顧茂年隻牽著她往前麵走:“擔心你不要我,你既要讓我放心,便不要再和她們這些人有來往了,便是吵嘴也是有失自己的身份。”


    謝嬈道:“我隻葉姐姐一個好友,這你是知道的,常常書信來往的也隻有她罷了,說起來葉姐姐也是她害的,先前還以為覓得如意郎君了,誰知竟是個短命的。若是她當初嫁給了我哥哥,我倒不回去了,就在這京中住下,大家也好有個伴兒。”


    顧茂年不接她後麵那茬兒,隻說:“你的葉姐姐是守了寡的,以後來往也要注意著些,寡婦最是怕惹是非的,你說話又沒個分寸,難免讓人厭煩了,又或是給人看見了那些信,不僅讓人說我們的不是,連累了她就不好了。以後那些信,還是多檢查幾遍之後才送出去才穩妥,我也可幫你再看看。”


    謝嬈心思單純,也不疑有他,隻道顧茂年是為了自己好,而且她和葉宜采的來往信件一直坦坦蕩蕩的,也並無不可告人之處,真有那私房話要說了,讓顧茂年不看便是。
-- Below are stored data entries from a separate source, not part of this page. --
PR #371, opened 2021-07-29
[OpenShift] Removes external reference in openshift payload

sm43:
This removes external reference for one of pipelines images in
the payload. this removes it and add no image available instead
of a gcr image.

# Submitter Checklist

review them:

# Release Notes

### DIFF
--- a/pkg/reconciler/openshift/common/testdata/test-prefix-images-expected.yaml
+++ b/pkg/reconciler/openshift/common/testdata/test-prefix-images-expected.yaml
@@ -63,7 +63,7 @@ spec:
             "-pr-image", "quay.io/openshift-pipeline/tektoncd-pipeline-pullrequest-init:v0.24.3",
 
             # This is gcr.io/google.com/cloudsdktool/cloud-sdk:302.0.0-slim
-            "-gsutil-image", "gcr.io/google.com/cloudsdktool/cloud-sdk@sha256:27b2c22bf259d9bc1a291e99c63791ba0c27a04d2db0a43241ba0f1f20f4067f",
+            "-gsutil-image", "no-image-available",
             # The shell image must be root in order to create directories and copy files to PVCs.
             # gcr.io/distroless/base:debug as of Apirl 17, 2021
             # image shall not contains tag, so it will be supported on a runtime like cri-o
--- a/pkg/reconciler/openshift/common/transformer.go
+++ b/pkg/reconciler/openshift/common/transformer.go
@@ -39,7 +39,7 @@ import (
 
 // UpdateDeployments will also remove runAsUser from container
 
-func UpdateDeployments(prefix string, replaceImg map[string]string, skipImages []string) mf.Transformer {
+func UpdateDeployments(prefix string, replaceImg map[string]string) mf.Transformer {
 	return func(u *unstructured.Unstructured) error {
 		if u.GetKind() != "Deployment" {
 			return nil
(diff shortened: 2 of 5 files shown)


vdemeester (approved):

pkg/reconciler/openshift/common/testdata/test-prefix-images-expected.yaml
```diff
@@ -63,7 +63,7 @@ spec:
             "-pr-image", "quay.io/openshift-pipeline/tektoncd-pipeline-pullrequest-init:v0.24.3",
 
             # This is gcr.io/google.com/cloudsdktool/cloud-sdk:302.0.0-slim
-            "-gsutil-image", "gcr.io/google.com/cloudsdktool/cloud-sdk@sha256:27b2c22bf259d9bc1a291e99c63791ba0c27a04d2db0a43241ba0f1f20f4067f",
+            "-gsutil-image", "no-image-available",
```
nikhil-thomas, line 66: let us keep the `quay.io/openshift-pipeline/tektoncd-pipeline-nop:v0.24.3"` from https://github.com/tektoncd/operator/pull/371/files#diff-18670a9fe9564fddf949b33a4dbcfbbda752c2f740fa0927964b1d516f9a2641R61
as the replacement.

sm43: @nikhil-thomas just in case if a user is using PipelineResource and if we keep `quay.io/openshift-pipeline/tektoncd-pipeline-nop:v0.24.3` it might give an impression that it not working before bcoz of some error on there side 
they might not know what a `nop` image is for
if we are not publishing an image for that feature so `no-image-available` would make more sense than passing some image that will not work 
wdyt?

nikhil-thomas: > it might give an impression that it not working before bcoz of some error on there side

i agree with this 👍  

I would still prefer a pullable image because:
- this image is specific to pipelineResource type storage (specifically gcs). 
   this means we can push the possiblity of the error in to the taskrun pod scope 
- a pullable image will ensure that no other validations at the controller level will break (present now or new ones in the future).
- the enduser will get an `gsutil` executable not found error in the logs. so the user won't be completely clueless.

pkg/reconciler/openshift/common/transformer.go
```diff
@@ -59,10 +59,6 @@ func UpdateDeployments(prefix string, replaceImg map[string]string, skipImages [
 
 			// Prefix Images in Args if there
 			for i := 0; i < len(c.Args); i++ {
-				if valueInArr(skipImages, c.Args[i]) {
-					i++
-					continue
-				}
```
nikhil-thomas, line 65: hi, im just curious. 
why does this patch remove this.

pkg/reconciler/openshift/common/testdata/test-prefix-images-expected.yaml
sm43: hardcoding the image for `-gsutil-image` is bit tricky as we will not know the tag to use with the image. it will need a separate transformer which will fetch the tag and replace the image.

pkg/reconciler/openshift/common/transformer.go
sm43: this code was specific to skip an image 
func does 2 things
- add prefix to images 
- replace image with some other in some cases
There was 3rd where we use to skip the image but this code was specific to the 3rd case which only for gsutil image
and as we are removing external ref from payload in future too we will be doing that 
so there won't a case to skip an image.

pkg/reconciler/openshift/common/testdata/test-prefix-images-expected.yaml
nikhil-thomas: it will be alright, as like other images in this args list, we can specify a toplevel Image replacement as env (already existing feature). The version can be upgraded to the latest during a build/productization.

vdemeester: We may also want to see in `tektoncd/pipeline` if there is an issue tracking this and if we can.. have this at pipeline level (aka possibility to not give any image and let pipeline handle that).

    隻要顧茂年不再因為其他女人的事和她生氣,其餘的都是些小事罷了。


    *


    轉眼便到了馴馬這日,薑寶鸞自己是興致缺缺,但謝謹成很是興奮,前一天晚上就鬧著薑寶鸞把他要穿的衣服都拿了出來。


    薑寶鸞還笑他:“你急什麽,你又不會騎馬,到了那兒也是看著別人幹瞪眼。”


    最後謝謹成還是換上了新做的騎裝,薑寶鸞隻是一身便裝。


    謝嬈和顧茂年也跟在他們後頭一起過去,薑寶鸞對顧茂年感覺不好,也沒有特意讓人去打招呼。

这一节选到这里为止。